# Runge-Kutta 4th order method

Apps in the last two posts (see here and here) differ in another important regard: the first app plots analytical solution of one ODE, while the second plots numerical solution of another ODE. Numerical solution is chosen, because it is impossible to obtain analytical solution.

Here, in this post, we will numerically solve ODE:

\begin{equation} \frac{d}{d t} x = - \left( x + a \right)^2 . \label{eq:rk4-ode} \end{equation}

It is simple enough to have analytical solution and thus we can compare two different numerical solution methods: Euler method and Runge-Kutta 4th order method.

## Euler method

As we have already discussed Euler method relies on the definition of derivative. When solving using Euler method we rewrite ODE as difference equation:

\begin{equation} \frac{\Delta x}{\Delta t} = - \left( x_i + a \right)^2 , \end{equation}

and then as iterative equation:

\begin{equation} x_{i+1} = x_i - \left( x_i + a \right)^2 \Delta t . \end{equation}

The above is obviously correct in the limit \( \Delta t \rightarrow 0 \), but in real life we can't numerically take a limit. Therefore we need a more precise method.

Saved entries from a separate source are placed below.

PR #691, opened 2020-08-07
Measure start up latency from offer to first frame

disa6302:
*Issue #, if available:*

*Description of changes:*

- Measures start up latency from offer to first frame for every streaming session
- Changed status code from `STATUS_SUCCESS` to `STATUS_SRTP_NOT_READY_YET` to clearly indicate packets are discarded because SRTP is not set up.

### DIFF
--- a/samples/kvsWebRTCClientMaster.c
+++ b/samples/kvsWebRTCClientMaster.c
@@ -109,7 +109,6 @@ CleanUp:
     }
 
     printf("[KVS Master] Cleaning up....\n");
-
     if (pSampleConfiguration != NULL) {
         // Kick of the termination sequence
         ATOMIC_STORE_BOOL(&pSampleConfiguration->appTerminateFlag, TRUE);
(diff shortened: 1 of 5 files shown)


src/include/com/amazonaws/kinesis/video/webrtcclient/Include.h
```diff
@@ -904,6 +904,8 @@ typedef struct {
 typedef struct {
     RTC_RTP_TRANSCEIVER_DIRECTION direction; //!< Transceiver direction
     RtcRtpReceiver receiver;                 //!< RtcRtpReceiver that has track specific information
+    BOOL firstFrame;
```
lherman-cs, line 907: Do we really need these to be a part of our SDK? Why can't the users just store these values themselves?

disa6302: Because I am calculating it within writeFrame() call. And the packetization happens inside writeFrame. Though, currently, it is one packet per frame usually

lherman-cs: I would calculate this outside of the SDK, I would add the same logic that you have here but after calling `writeFrame` in the video/audio threads.

disa6302: But what about the case when we have multiple RtpPackets per frame?

lherman-cs: I think that's okay. Since we're measuring "first frame" delay, fully processing all of the RtpPackets in a frame should be the one that's measured.

disa6302: Hmm. I had measured first RTP packet based on a request. However, since one frame corresponds to one packet mostly, I am measuring first frame delay in application. Since writeFrame could get called before SRTP is set up, I added a new status code to indicate that instead of just returning STATUS_SUCCESS so that the latency is measured appropriately.

samples/kvsWebRTCClientMaster.c
```diff
@@ -240,10 +239,16 @@ PVOID sendVideoPackets(PVOID args)
             status = writeFrame(pSampleConfiguration->sampleStreamingSessionList[i]->pVideoRtcRtpTransceiver, &frame);
             encoderStats.encodeTimeMsec = 4; // update encode time to an arbitrary number to demonstrate stats update
             updateEncoderStats(pSampleConfiguration->sampleStreamingSessionList[i]->pVideoRtcRtpTransceiver, &encoderStats);
-            if (status != STATUS_SUCCESS) {
+            if (status != STATUS_SUCCESS && status != STATUS_SRTP_NOT_READY_YET) {
```
MushMal, line 242: This looks wrong. How about

if (status != STATUS_SRTP_NOT_READY_YET) {
  if (STATUS_FAILED(status)) { blah} else if (firstFrame) {print}
}

samples/kvsWebRTCClientMaster.c
```diff
@@ -313,8 +318,14 @@ PVOID sendAudioPackets(PVOID args)
         MUTEX_LOCK(pSampleConfiguration->sampleConfigurationObjLock);
         for (i = 0; i < pSampleConfiguration->streamingSessionCount; ++i) {
             status = writeFrame(pSampleConfiguration->sampleStreamingSessionList[i]->pAudioRtcRtpTransceiver, &frame);
-            if (status != STATUS_SUCCESS) {
+            if (status != STATUS_SUCCESS && status != STATUS_SRTP_NOT_READY_YET) {
```
MushMal, line 321: same question here

samples/kvsWebRTCClientMaster.c
```diff
@@ -313,8 +318,14 @@ PVOID sendAudioPackets(PVOID args)
...
                 printf("writeFrame failed with 0x%08x", status);
```
MushMal, line 322: BTW, we might also use the iffef whether we print or not

samples/kvsWebRTCClientMaster.c
disa6302: Reason for not doing that is to avoid multiple if levels unnecessarily. That is all. But, I have made the change

samples/kvsWebRTCClientMaster.c
disa6302: Done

## 4th order Runge-Kutta method

The core idea of Runge-Kutta methods is to estimate average slope over couple of points within integration step \( \Delta t \):

\begin{equation} x_{i+1} = x_i + \langle \alpha \rangle \Delta t. \end{equation}

For the 4th order method the average slope is estimated over four points:

\begin{equation} \langle \alpha \rangle = \frac{k_1 + 2 k_2 + 2 k_3 + k_4}{6} , \end{equation}

where \( k_i \) are four slope estimates. These are obtained like this:

\begin{equation} k_1 = f(x_i, t_i) , \end{equation}

\begin{equation} k_2 = f(x_i + k_1 \frac{h}{2}, t_i + \frac{h}{2}) , \end{equation}

\begin{equation} k_3 = f(x_i + k_2 \frac{h}{2}, t_i + \frac{h}{2}) , \end{equation}

\begin{equation} k_4 = f(x_i + k_3 h, t_i + h) . \end{equation}

\( k_2 \) and \( k_3 \) provide estimates of slopes at the mid point, thus they are given more weight than the edge points. This is the intuition I have behind this method. While the derivation is quite an interesting exercise, but it is beyond the scope of this post.

If we want to use this method to solve our ODE, we then must make explicit that:

\begin{equation} f(x, t) = - \left( x + a \right)^2 . \end{equation}

## Interactive app

The interactive app below plots the analytical solution (black curve) of the ODE \eqref{eq:rk4-ode} as well as its numerical solution. You can choose the ODE parameter \( a \), solution method and its parameters \( t_max \) (indicates time until which the solution is calculated) and \( \Delta t \).

Notice that 4th order Runge-Kutta method provides reasonable solution even for big \( \Delta t \), while Euler method requires noticeably smaller \( \Delta t \) to look decent. The bigger the slope, the more apparent the difference is.